Monoidal Width
Elena Di Lavore, Paweł Sobociński
TL;DR
Monoidal width proposes a unifying, syntax-driven complexity measure for morphisms in monoidal categories by quantifying the efficiency of monoidal decompositions. By selecting appropriate decomposition algebras, the paper shows that tree width and rank width arise as instances, via cospans of hypergraphs and graphs with boundaries, respectively, while also relating monoidal width to matrix rank. The results provide a principled, algebraic pathway to analyze structural complexity of processes modeled as morphisms, and they point toward potential fixed-parameter tractability results grounded in width.
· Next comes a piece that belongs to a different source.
Issue #2121, opened 2015-06-20
Refreshing the File Browser should not collapse all folders


Wallacoloo:
Currently, clicking the refresh icon in the lower right of a file browser in the left pane of LMMS will cause all of its folders to be collapsed.

Ideal behavior, in my mind, is to preserve the collapsed/expanded state of all folders that existed before the refresh and have only the newly created folders default to being collapsed. Similarly, if a file/folder was selected before the refresh, it should also be selected after the refresh, if it still exists, though that's a minor difference.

The work advances a program to leverage monoidal categories as a versatile language for describing and analyzing decompositions of graph-like structures and other networked systems.
Abstract
We introduce monoidal width as a measure of complexity for morphisms in monoidal categories. Inspired by well-known structural width measures for graphs, like tree width and rank width, monoidal width is based on a notion of syntactic decomposition: a monoidal decomposition of a morphism is an expression in the language of monoidal categories, where operations are monoidal products and compositions, that specifies this morphism. Monoidal width penalises the composition operation along ``big'' objects, while it encourages the use of monoidal products. We show that, by choosing the correct categorical algebra for decomposing graphs, we can capture tree width and rank width. For matrices, monoidal width is related to the rank. These examples suggest monoidal width as a good measure for structural complexity of processes modelled as morphisms in monoidal categories.